** Requirement **
Lines that contain the string "recommendations" are the ones to list; copy all of them from the records.

Dataset items:
»»

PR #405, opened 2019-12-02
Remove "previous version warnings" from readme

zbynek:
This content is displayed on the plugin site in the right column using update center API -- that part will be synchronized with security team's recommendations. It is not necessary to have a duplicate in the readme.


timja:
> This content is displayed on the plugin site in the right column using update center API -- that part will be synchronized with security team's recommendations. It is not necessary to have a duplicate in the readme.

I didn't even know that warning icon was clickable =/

««

** Response area **
This content is displayed on the plugin site in the right column using update center API -- that part will be synchronized with security team's recommendations. It is not necessary to have a duplicate in the readme.
> This content is displayed on the plugin site in the right column using update center API -- that part will be synchronized with security team's recommendations. It is not necessary to have a duplicate in the readme.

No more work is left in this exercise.